Issue #3024, opened 2023-04-17
naming parameter views of repeated charts + interactivity


mattijn:
I was re-reading this comment https://github.com/vega/vega-lite/issues/8446#issuecomment-1437517310, but **I'm not** able to get
- _repeat charts + interactivity_

to work anymore.

The following `views` definition:  `<view-name>child__<repeat-row>_<data-field><repeat-column>_<data-field>` does not give interactivity in the charts with VL5.7.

Task objective:
From the entries above, return each line with the word "charts" in it.

Response to this exercise:
naming parameter views of repeated charts + interactivity
- _repeat charts + interactivity_
The following `views` definition:  `<view-name>child__<repeat-row>_<data-field><repeat-column>_<data-field>` does not give interactivity in the charts with VL5.7.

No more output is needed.